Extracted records
..............................

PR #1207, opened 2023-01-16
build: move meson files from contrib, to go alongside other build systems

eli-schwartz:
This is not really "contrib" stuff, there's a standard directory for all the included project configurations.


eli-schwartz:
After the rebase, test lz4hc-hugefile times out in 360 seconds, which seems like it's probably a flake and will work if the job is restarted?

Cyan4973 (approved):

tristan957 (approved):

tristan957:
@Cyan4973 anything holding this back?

..............................

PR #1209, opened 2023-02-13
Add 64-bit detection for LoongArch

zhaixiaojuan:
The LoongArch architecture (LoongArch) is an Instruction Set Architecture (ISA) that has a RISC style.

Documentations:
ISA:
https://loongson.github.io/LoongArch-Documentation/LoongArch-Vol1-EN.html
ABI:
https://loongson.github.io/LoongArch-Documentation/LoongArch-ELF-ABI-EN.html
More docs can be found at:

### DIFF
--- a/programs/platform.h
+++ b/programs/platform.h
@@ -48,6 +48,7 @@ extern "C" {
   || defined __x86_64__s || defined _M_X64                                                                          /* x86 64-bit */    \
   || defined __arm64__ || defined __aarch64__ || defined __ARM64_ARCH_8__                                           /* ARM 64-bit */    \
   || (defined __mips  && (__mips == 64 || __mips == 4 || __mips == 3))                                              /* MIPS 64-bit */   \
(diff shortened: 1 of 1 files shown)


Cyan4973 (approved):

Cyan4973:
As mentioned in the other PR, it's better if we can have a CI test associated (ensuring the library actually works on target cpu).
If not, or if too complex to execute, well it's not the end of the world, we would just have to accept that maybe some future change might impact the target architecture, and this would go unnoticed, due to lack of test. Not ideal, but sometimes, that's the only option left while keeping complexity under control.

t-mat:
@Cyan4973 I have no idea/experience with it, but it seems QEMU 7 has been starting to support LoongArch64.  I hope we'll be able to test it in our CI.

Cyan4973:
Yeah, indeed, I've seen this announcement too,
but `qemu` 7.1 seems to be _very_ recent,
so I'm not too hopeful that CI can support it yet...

..............................

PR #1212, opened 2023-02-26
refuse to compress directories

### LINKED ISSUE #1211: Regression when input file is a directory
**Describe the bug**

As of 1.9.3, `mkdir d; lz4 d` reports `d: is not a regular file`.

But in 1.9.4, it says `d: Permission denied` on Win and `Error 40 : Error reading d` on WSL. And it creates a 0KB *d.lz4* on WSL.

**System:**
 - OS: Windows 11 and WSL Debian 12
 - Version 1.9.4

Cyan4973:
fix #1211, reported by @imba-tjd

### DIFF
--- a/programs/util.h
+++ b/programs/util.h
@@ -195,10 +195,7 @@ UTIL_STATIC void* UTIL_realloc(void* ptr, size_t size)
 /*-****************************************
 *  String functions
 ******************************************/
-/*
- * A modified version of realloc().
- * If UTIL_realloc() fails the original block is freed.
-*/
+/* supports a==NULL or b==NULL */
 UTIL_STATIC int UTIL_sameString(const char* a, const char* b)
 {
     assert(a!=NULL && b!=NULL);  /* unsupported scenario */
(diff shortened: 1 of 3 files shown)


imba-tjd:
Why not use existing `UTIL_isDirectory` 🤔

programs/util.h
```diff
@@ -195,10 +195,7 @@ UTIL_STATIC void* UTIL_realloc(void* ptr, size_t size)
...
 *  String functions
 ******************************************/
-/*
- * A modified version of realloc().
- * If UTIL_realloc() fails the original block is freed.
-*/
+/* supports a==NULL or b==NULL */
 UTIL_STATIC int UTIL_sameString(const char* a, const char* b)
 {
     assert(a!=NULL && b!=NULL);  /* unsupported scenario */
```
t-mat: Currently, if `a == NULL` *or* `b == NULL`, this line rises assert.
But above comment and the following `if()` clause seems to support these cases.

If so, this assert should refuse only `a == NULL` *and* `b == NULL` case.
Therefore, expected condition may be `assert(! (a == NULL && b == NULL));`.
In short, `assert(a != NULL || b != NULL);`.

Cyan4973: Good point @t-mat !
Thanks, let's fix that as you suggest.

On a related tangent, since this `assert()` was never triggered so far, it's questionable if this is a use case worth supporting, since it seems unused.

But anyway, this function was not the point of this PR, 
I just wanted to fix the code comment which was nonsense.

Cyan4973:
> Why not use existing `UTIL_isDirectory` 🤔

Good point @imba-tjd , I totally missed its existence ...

..............................

• [Your objective]
The stretch of entries above that starts with the line containing "This is not" and goes on through the line containing "holding this back?" is to be transcribed exactly, and no other line is to be transcribed.

• [Solution]
This is not really "contrib" stuff, there's a standard directory for all the included project configurations.


eli-schwartz:
After the rebase, test lz4hc-hugefile times out in 360 seconds, which seems like it's probably a flake and will work if the job is restarted?

Cyan4973 (approved):

tristan957 (approved):

tristan957:
@Cyan4973 anything holding this back?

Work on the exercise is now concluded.